Your answers to $(1)$ are just fine. You seem to understand the relationships between an implication, its converse, inverse, and its contrapositive.
Implication: $A \equiv (p \rightarrow q)$
- converse of $A$: $\;q\rightarrow p$
- inverse of $A$: $\;\lnot p \rightarrow \lnot q$
- contrapositive: $\;\lnot q \rightarrow \lnot p$
Note that $\,A \equiv \text{contrapositive(A)}\;$ and $\;\text{inverse(A)}\equiv \text{converse(A)}$.
$(2)$ Here, your initial translation is incorrect, and as a consequence, so are the converse, inverse, and contrapositives.
Let's look at $(2)$ again.
Stop, or I'll shoot $\iff$ If you don't stop, then I'll shoot.
This can be translated into two equivalent logical statements:
$\text{Stop} \lor \text{Shot}\,\equiv \lnot \,\text{Stop}\rightarrow \text{Shot}\tag{2}$
Now, use what you know about the converse of an implication, the inverse, and the contrapositive to write the corresponding statements to the implication given on the right-hand side of $(2)$
UPDATE: Now you're spot on!
Close. The converse and contrapositive are off. The original statement is not a biconditional statement (those are of the form "X if and only if Y"). You could rewrite any conditional of the form "X only if Y" equivalently as "if X, then Y", that is, $X \rightarrow Y$.
Original statement ($X \rightarrow Y$): "We’ll win the ICG cup only if we have enough players". This is the same as saying, "If we'll win the ICG cup, then we have enough players." In this example X="we'll win the ICG cup" and Y="we have enough players". Plug in the values for your converse/inverse/contrapositive definitions to get the following.
Converse ($Y \rightarrow X$): "We have enough players only if we win the ICG cup." It is equivalent to say, "If we have enough players, then we'll win the ICG cup."
Contrapositive ($\neg Y \rightarrow \neg X$): "We don't have enough players only if we don't win the ICG cup." This is equivalent to saying "If we don't have enough players, then we won't win the ICG cup."

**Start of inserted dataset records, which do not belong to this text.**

PR #1125, opened 2021-01-11
Interactive console in pyodide-py

casatir:
This is the 1/3 part of the #875 splitting. It addresses:

 - sync behavior
 - full stdout/stderr support
 - clean namespace
 - tests
 - bigger font (in `console.html`)
 
In a separate PR, I will address:

- correct result representation
- more tests

And in a last PR, I will propose a completion system.

### DIFF
--- a/src/pyodide-py/pyodide/console.py
+++ b/src/pyodide-py/pyodide/console.py
@@ -17,8 +17,13 @@ class _StdStream(io.TextIOWrapper):
         Function to call at each flush.
     """
 
-    def __init__(self, flush_callback: Callable[[str], None]):
-        buffer = io.BufferedWriter(_CallbackBuffer(flush_callback))
+    def __init__(
+        self, flush_callback: Callable[[str], None], name: Optional[str] = None
+    ):
+        # we just need to set internal buffer's name as
+        # it will automatically buble up to each buffer
+        internal_buffer = _CallbackBuffer(flush_callback, name=name)
+        buffer = io.BufferedWriter(internal_buffer)
         super().__init__(buffer, line_buffering=True)  # type: ignore
 
 
@@ -32,8 +37,11 @@ class _CallbackBuffer(io.RawIOBase):
         Function to call at each flush.
     """
 
-    def __init__(self, flush_callback: Callable[[str], None]):
+    def __init__(
+        self, flush_callback: Callable[[str], None], name: Optional[str] = None
+    ):
         self._flush_callback = flush_callback
+        self.name = name
 
     def writable(self):
         return True
@@ -97,8 +105,11 @@ class InteractiveConsole(code.InteractiveConsole):
         self._old_stdout = sys.stdout
         self._old_stderr = sys.stderr
 
-        sys.stdout = _StdStream(meta_stdout_callback)
-        sys.stderr = _StdStream(meta_stderr_callback)
+        # it would be more robust to use sys.stdout.name and sys.stderr.name
+        # but testing system oveload them. Anyway it should be pretty stable
+        # upstream.
+        sys.stdout = _StdStream(meta_stdout_callback, name="<stdout>")
+        sys.stderr = _StdStream(meta_stderr_callback, name="<stderr>")
 
     def restore_stdstreams(self):
         """Restore stdout/stderr to the value it was before
--- a/src/pyodide-py/pyodide/console.py
+++ b/src/pyodide-py/pyodide/console.py
@@ -61,17 +61,21 @@ class InteractiveConsole(code.InteractiveConsole):
     """Interactive Pyodide console
 
     Base implementation for an interactive console that manages
-    stdout/stderr. Their value will be restored at destruction or
-    at `restore_stdstreams` call.
+    stdout/stderr redirection.
 
     `self.stdout_callback` and `self.stderr_callback` can be overloaded.
 
     Parameters
     ----------
+    locals
+        Namespace to evaluate code.
     stdout_callback
         Function to call at each `sys.stdout` flush.
     stderr_callback
         Function to call at each `sys.stderr` flush.
+    persistent_stream_redirection
+        Wether or not the std redirection should be kept between calls to
+        `runcode`.
     """
 
     def __init__(
@@ -79,37 +83,49 @@ class InteractiveConsole(code.InteractiveConsole):
         locals: Optional[dict] = None,
         stdout_callback: Optional[Callable[[str], None]] = None,
         stderr_callback: Optional[Callable[[str], None]] = None,
+        persistent_stream_redirection: bool = False,
     ):
         super().__init__(locals)
+        self._stdout = None
+        self._stderr = None
         self.stdout_callback = stdout_callback
         self.stderr_callback = stderr_callback
-        self.redirect_stdstreams()
+        self._persistent_stream_redirection = persistent_stream_redirection
+        if self._persistent_stream_redirection:
+            self.redirect_stdstreams()
 
     def redirect_stdstreams(self):
         """ Toggle stdout/stderr redirections. """
 
-        # we use meta callbacks to allow self.std{out,err}_callback
-        # overloading.
-        # we check callback against None at each call since it can be
-        # changed dynamically.
+        if self._stdout is None:
+            # we use meta callbacks to allow self.std{out,err}_callback
+            # overloading.
+            # we check callback against None at each call since it can be
+            # changed dynamically.
+            def meta_stdout_callback(*args):
+                if self.stdout_callback is not None:
+                    return self.stdout_callback(*args)
 
-        def meta_stdout_callback(*args):
-            if self.stdout_callback is not None:
-                return self.stdout_callback(*args)
+            # for later restore
+            self._old_stdout = sys.stdout
 
-        def meta_stderr_callback(*args):
-            if self.stderr_callback is not None:
-                return self.stderr_callback(*args)
+            # it would be more robust to use sys.stdout.name but testing
+            # system oveload them. Anyway it should be pretty stable
+            # upstream.
+            self._stdout = _StdStream(meta_stdout_callback, name="<stdout>")
 
-        # for later restore
-        self._old_stdout = sys.stdout
-        self._old_stderr = sys.stderr
+        if self._stderr is None:
 
-        # it would be more robust to use sys.stdout.name and sys.stderr.name
-        # but testing system oveload them. Anyway it should be pretty stable
-        # upstream.
-        sys.stdout = _StdStream(meta_stdout_callback, name="<stdout>")
-        sys.stderr = _StdStream(meta_stderr_callback, name="<stderr>")
+            def meta_stderr_callback(*args):
+                if self.stderr_callback is not None:
+                    return self.stderr_callback(*args)
+
+            self._old_stderr = sys.stderr
+            self._stderr = _StdStream(meta_stderr_callback, name="<stderr>")
+
+        # actual redirection
+        sys.stdout = self._stdout
+        sys.stderr = self._stderr
 
     def restore_stdstreams(self):
         """Restore stdout/stderr to the value it was before
@@ -117,8 +133,17 @@ class InteractiveConsole(code.InteractiveConsole):
         sys.stdout = self._old_stdout
         sys.stderr = self._old_stderr
 
+    def runcode(self, code):
+        if self._persistent_stream_redirection:
+            super().runcode(code)
+        else:
+            self.redirect_stdstreams()
+            super().runcode(code)
+            self.restore_stdstreams()
+
     def __del__(self):
-        self.restore_stdstreams()
+        if self._persistent_stream_redirection:
+            self.restore_stdstreams()
 
     def banner(self):
         """ A banner similar to the one printed by the real Python interpreter. """
--- a/src/pyodide-py/pyodide/console.py
+++ b/src/pyodide-py/pyodide/console.py
@@ -119,3 +119,9 @@ class InteractiveConsole(code.InteractiveConsole):
 
     def __del__(self):
         self.restore_stdstreams()
+
+    def banner(self):
+        """ A banner similar to the one printed by the real Python interpreter. """
+        # copyied from https://github.com/python/cpython/blob/799f8489d418b7f9207d333eac38214931bd7dcc/Lib/code.py#L214
+        cprt = 'Type "help", "copyright", "credits" or "license" for more information.'
+        return f"Python {sys.version} on {sys.platform}\n{cprt}"
--- a/src/pyodide-py/pyodide/console.py
+++ b/src/pyodide-py/pyodide/console.py
@@ -2,6 +2,7 @@ from typing import Optional, Callable
 import code
 import io
 import sys
+import platform
 
 
 __all__ = ["InteractiveConsole"]
@@ -149,4 +150,4 @@ class InteractiveConsole(code.InteractiveConsole):
         """ A banner similar to the one printed by the real Python interpreter. """
         # copyied from https://github.com/python/cpython/blob/799f8489d418b7f9207d333eac38214931bd7dcc/Lib/code.py#L214
         cprt = 'Type "help", "copyright", "credits" or "license" for more information.'
-        return f"Python {sys.version} on {sys.platform}\n{cprt}"
+        return f"Python {platform.python_version()} {platform.python_build()} on WebAssembly VM\n{cprt}"
--- a/src/pyodide-py/pyodide/console.py
+++ b/src/pyodide-py/pyodide/console.py
@@ -1,0 +1,22 @@
+from typing import Optional
+import code
+import io
+import sys
+
+
+class InteractiveConsole(code.InteractiveConsole):
+    """
+    Base implementation for an interactive console that manages
+    stdout/stderr. It does not actually run any code.
+
+    A subclass may overload runcode and access std streams via
+    sys.stdout.getvalue() and sys.stderr.getvalue(). Remember to
+    start calling parent's runcode.
+    """
+
+    def __init__(self, locals: Optional[dict] = None):
+        super().__init__(locals)
+
+    def runcode(self, code):
+        sys.stdout = io.StringIO()
+        sys.stderr = io.StringIO()
--- a/src/pyodide-py/pyodide/console.py
+++ b/src/pyodide-py/pyodide/console.py
@@ -1,22 +1,110 @@
-from typing import Optional
+from typing import Optional, Callable
 import code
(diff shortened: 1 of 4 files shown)


hoodmane:
Can you temporarily make this into a `console2.html` and leave the original `console.html` as is so I can easily compare the two side by side?

Stream redirection should be handled with a context manager e.g.,:
```python
from contextlib import redirect_stdout, redirect_stderr
import pyodide
def run_code(code):
   with  redirect_stdout(mystdoutstream), redirect_stderr(WriteStream(mystderr):
      pyodide.eval_code(code)
```
Exactly what you don't want is for the existence of a terminal object somewhere to funnel all writes to stdout into your terminal.

casatir:
Thanks @hoodmane for looking at this.

> Can you temporarily make this into a console2.html and leave the original console.html as is so I can easily compare the two side by side?

Can't understand why you need me to do this.

> Stream redirection should be handled with a context manager e.g.

At first, I planed to do it like this. But ...

> Exactly what you don't want is for the existence of a terminal object somewhere to funnel all writes to stdout into your terminal.

I think that it could be exactly what you want! You can stop the redirection with `restore_stdstreams` if you need. There can be async stuff that continue to print to stdout that you precisely want to catch.

hoodmane:
I am constantly opening up the browser console and typing `pyodide.runPython(stuff)` into the browser console. I don't like it when messages caused by this get vacuumed up by the terminal. I think commands invoked through the terminal should log into the terminal, commands invoked elsewhere should be logged into the browser console.

Effectively there are two separate use cases: normal people and developers. I am okay if you make this stream change to `console.html` as long as I can have a `devconsole.html` that doesn't do it. Which gets back to my request to keep the current `console.html` around in some form.

> There can be async stuff that continue to print to stdout that you precisely want to catch.

I would try to solve this in another way before going to the "alter global state" approach which I think is a last resort.

hoodmane:
One other noteworthy thing: normally if you write to `stderr`, when the message is printed in the console it gets a javascript stack trace attached. If you redirect that to the terminal and swallow the console message, the javascript stack trace is lost.

casatir:
Thanks @hoodmane for looking at this.

> I am constantly opening up the browser console and typing pyodide.runPython(stuff) into the browser console. I don't like it when messages caused by this get vacuumed up by the terminal. I think commands invoked through the terminal should log into the terminal, commands invoked elsewhere should be logged into the browser console.

Can't get your point: (after the first command is run,) stdout were already constantly redirected to terminal. I am not changing the behavior here. If you want an html page that loads Pyodide so that you can do some `pyodide.runPython(stuff)` without interference then `console.html` may not be the right tool.

>> There can be async stuff that continue to print to stdout that you precisely want to catch.

> I would try to solve this in another way before going to the "alter global state" approach which I think is a last resort. Also, if the async stuff is happening on the javascript side, this won't catch it anyways.

It could. When implementing p5.js support in Basthon, I can have a `draw` function, written in Python and called from P5 that can do some async print. This is the JS side that calls some Python.

> One other noteworthy thing: normally if you write to stderr, when the message is printed in the browser console it gets a javascript stack trace attached. If you redirect that to the terminal and swallow the browser console message, the javascript stack trace is lost.

Can't get any trace from `pyodide.runPython("print('foo', file=sys.stderr)")`

hoodmane:
> Can't get any trace from `pyodide.runPython("print('foo', file=sys.stderr)")`

Sure can:
[](url)
console-print

hoodmane:
> If you want an html page that loads Pyodide so that you can do some `pyodide.runPython(stuff)` without interference then `console.html` may not be the right tool.

The current `console.html` is far from perfect but it gets the job done. I would be fine with copying it to `devconsole.html` and applying this stdout vacuuming semantics in `console.html`.

hoodmane:
> clean namespace

What do you mean by this? I am having trouble finding where in this code this is taken care of.

hoodmane:
> Can't get any trace from `pyodide.runPython("print('foo', file=sys.stderr)")`

Actually now that I'm looking into it, the behavior is kind of funny: printing to stderr works correctly until you execute the first command in the repl. After the first command in the repl is executed, all writes to stdout and stderr are swallowed. I can fix it to use context manager in `devconsole.html` so that it will work a bit more consistently.

casatir:
> What do you mean by this? I am having trouble finding where in this code this is taken care of.

Just do something like `Console()` instead of `Console(locals=globals())` to let `code.InteractiveConsole` manage it's own namespace.

> Actually now that I'm looking into it, the behavior is kind of funny: printing to stderr works correctly until you execute the first command in the repl. After the first command in the repl is executed, all writes to stdout and stderr are swallowed.

This is what I was saying by:

> (after the first command is run,) stdout were already constantly redirected to terminal. I am not changing the behavior here.

This is because `sys.stdout/stderr` are set at `runcode`.

casatir:
The point is that I want `console.html` to be a showcase and you want it to be a dev tool...

hoodmane:
> The point is that I want console.html to be a showcase and you want it to be a dev tool...

@casatir The point is that you don't have great reading comprehension:

>  I am okay if you make this stream change to `console.html` as long as I can have a `devconsole.html` that doesn't do it.

>  I would be fine with copying it to `devconsole.html` and applying this stdout vacuuming semantics in `console.html`.

> I can fix it to use context manager in `devconsole.html` so that it will work a bit more consistently.

casatir:
> @casatir The point is that you don't have great reading comprehension. I said three times I wanted a tool called devconsole.html which is similar to console.html but designed to be a devtool:

Ouch! I was just saying that to go your way and support the fact that we need both. You start the review with a dev tool in mind but I was advertising for a showcase in #875:

> It's a showcase for Pyodide

This was just to make it clear that, at first, we have different purpose in mind.

Moreover, please be kind. With this kind of answer, you will ruin the motivation of volunteers that takes on their (work and family) time for working on Pyodide and that are not fluent in english.

rth:
Thanks for this improvement @casatir and for the review @hoodmane !

> Moreover, please be kind. 

Yes, absolutely. It's OK to have a technical disagreement, and a PR author can refuse changes suggested in a PR, while still having a pleasant conversation. As far as I understand the implied meaning was "I won't change it, unless you have better arguments" rather than literately "I don't understand". I know it's easy to misunderstand each other.

In this case, I would also prefer to keep a single `console.html` and address @hoodmane 's concern,
 
 > Stdout were already constantly redirected to terminal. I am not changing the behavior here.

likely in a different PR, unless the changes in this PR prevent that?

hoodmane:
After my repeated attempts at compromise, @casatir's tone comes across as accusatory and lacking of acknowledgement of the compromises.

> This was just to make it clear that, at first, we have different purpose in mind.

"at first" is a qualification that you didn't give in your original message. It also makes your comment rather stale information, since I suggested other positions based on the stuff you've already said. It is of course true that the user I am thinking of first is myself, but I am looking for some option that can make us both happy (of course making us both happy is different than doing the best thing or even from doing a reasonable thing, but hopefully it is at least vaguely related). 

> The point is that I want console.html to be a showcase and you want it to be a dev tool...

This is an accusation that I don't care about end users? I'm thinking: He isn't happy with the compromise options I offered? He just doesn't want my feedback? Or did he just not read my posts very carefully and didn't notice that I changed my position at all? It sounds like a hard bargain to me.

hoodmane:
> in a different PR

Yes, I am now convinced by that. The current behavior is weird, this preserves the weird current behavior while making unrelated improvements.

hoodmane:
The main source of my confusion in this discussion is that I've been taking the ground truth state of the system to be what happens in a fresh copy of `console.html`. Because the fresh copy of `console.html` has different behaviors from a `console.html` that has been used once, I had incorrect beliefs about how `console.html` normally works.

casatir:
Thanks @rth.

> It's OK to have a technical disagreement

Totally agree but it's not OK to have personal attack like this:

> you don't have great reading comprehension

> After my repeated attempts at compromise, @casatir's tone comes across as accusatory and lacking of acknowledgement of the compromises.

Wait wait wait. 
1. You never suggest implementing this compromise in this PR.
2. My PR doesn't affect the current behavior (at least after the first command is run) on the point we are interested in.
3. Can't find where my tone comes across as accusatory but if I hurt you I apology. No acknowledgment from you for this work neither.
4. Please, check your tone.

> I am looking for some option that can make us both happy (of course making us both happy is different than doing the best thing or even from doing a reasonable thing, but hopefully it is at least vaguely related).

Does this suggest I want to do wrong or unreasonable things?

>This is an accusation that I don't care about end users? I'm thinking: He isn't happy with the compromise options I offered? He just doesn't want my feedback? Or did he just not read my posts very carefully and didn't notice that I changed my position at all? It sounds like a hard bargain to me.

There is no accusation here, I promise. I have no doubt you are really concern by end users. I had just not understand you proposes this compromise for this PR.

> The main source of my confusion in this discussion is that I've been taking the ground truth state of the system to be what happens in a fresh copy of console.html. Because the fresh copy of console.html has different behaviors from a console.html that has been used once, I had incorrect beliefs about how console.html normally works.

Totally agree that this stupid bug makes a lot of confusion in our discussion.

Let's forget all this. I have a proposition that will certainly makes all of us happy. I am not really interested by the `console.html` behavior but more on the underlying `pyodide.console.InteractiveConsole` one. What I propose is something like that

``` python
class InteractiveConsole(code.InteractiveConsole):
    def __init__(
        self,
        locals: Optional[dict] = None,
        stdout_callback: Optional[Callable[[str], None]] = None,
        stderr_callback: Optional[Callable[[str], None]] = None,
        persistent_stream_redirection: bool = False,
    ):
``` 

The `persistent_stream_redirection` (maybe there is better name for it) when set to `True` will act as it is in this PR while it will act as you (and @rth) want when set to `False`. Default value will be `False` and it will be set to `False` in `console.html`.

WDYT?

If you are OK, I'll add this to this PR.

hoodmane:
> You never suggest implementing this compromise in this PR.

Right, I meant to imply that you should do nothing in this PR and I would do something to deal with it in a future PR.

> I have a proposition that will certainly makes all of us happy.
> ...

Sounds perfect!

> Default value will be `False` and it will be set to `False` in `console.html`.

I don't have a super strong opinion about what the default value should be, I still think it could be a good idea to have a `devconsole.html` with slightly different config than `console.html`. But if we can only have one official entrypoint for both end users and devs, then it would be nice to have one with this set to `False.

hoodmane:
@casatir Sorry for the misunderstanding, I really appreciate your work! I will try not to read your tone as so confrontational in the future. This has been a really rough year and I am not exactly a pillar of emotional stability. 

> No acknowledgment from you for this work neither.

That's definitely my bad!

> Please, check your tone.

I will try.

> Does this suggest I want to do wrong or unreasonable things?

No sorry don't mean to suggest that. I mean that theoretically "contributors are happy" is independent from "a good decision was made", you can have either one without the other, both, or neither.

casatir:
> Sounds perfect!

Great!

> I don't have a super strong opinion about what the default value should be,

Me neither.

> I still think it could be a good idea to have a devconsole.html with slightly different config than console.html. But if we can only have one official entrypoint for both end users and devs, then it would be nice to have one with this set to False.

Could be nice to have @rth though on this.

And what about an URL parameter like `?dev=true/false` or something like that. It's easy to parse with the JS URL parser in `console.html` and it can be hidden to standard users while advertised to devs. Then we can manage the way the console is created.

hoodmane:
> And what about an URL parameter like `?dev=true/false` or something like that. It's easy to parse with the JS URL parser in `console.html` and it can be hidden to standard users while advertised to devs. Then we can manage the way the console is created.

I think this would be a good way to go as long as the config options are simple.

src/pyodide-py/pyodide/console.py
```diff
@@ -0,0 +1,127 @@
...
+        sys.stderr = self._old_stderr
+
+    def __del__(self):
+        self.restore_stdstreams()
+
+    def banner(self):
+        """ A banner similar to the one printed by the real Python interpreter. """
+        # copyied from https://github.com/python/cpython/blob/799f8489d418b7f9207d333eac38214931bd7dcc/Lib/code.py#L214
+        cprt = 'Type "help", "copyright", "credits" or "license" for more information.'
+        return f"Python {sys.version} on {sys.platform}\n{cprt}"
```
rth, line 127: This would show "Python 3.8 on emscripten". Technically it's true but it might be confusing to users. I'm not sure what else we could put there, WebAssembly VM, pyodide, browser? Also keeping the snake emoji we had before would be a nice touch.

src/pyodide-py/pyodide/console.py
```diff
@@ -0,0 +1,127 @@
...
+
+    Base implementation for an interactive console that manages
+    stdout/stderr. Their value will be restored at destruction or
+    at `restore_stdstreams` call.
+
+    `self.stdout_callback` and `self.stderr_callback` can be overloaded.
+
+    Parameters
+    ----------
+    stdout_callback
```
rth, line 71: locals also need a docstring entry

src/tests/test_console.py
```diff
@@ -0,0 +1,61 @@
...
+    assert sys.stderr.name == "<stderr>"
+
+    # std redirections
+    print("foo")
+    assert my_stdout == "foo\n"
+    print("bar", file=sys.stderr)
+    assert my_stderr == "bar\n"
+
+    # redirections disabled at destruction
+    shell.restore_stdstreams()
```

Inverse ($\neg X \rightarrow \neg Y$): "We won't win the ICG cup only if we don't have enough players". Equivalently you could say "If we won't win the ICG cup, then we don't have enough players."
Best Answer
Recall,
Statement: if $p$ then $q.$
Converse: if $q$ then $p.$
Inverse: if not $p$ then not $q.$
Contrapositive: if not $q$ then not $p.$
So, yes, your answers are indeed correct.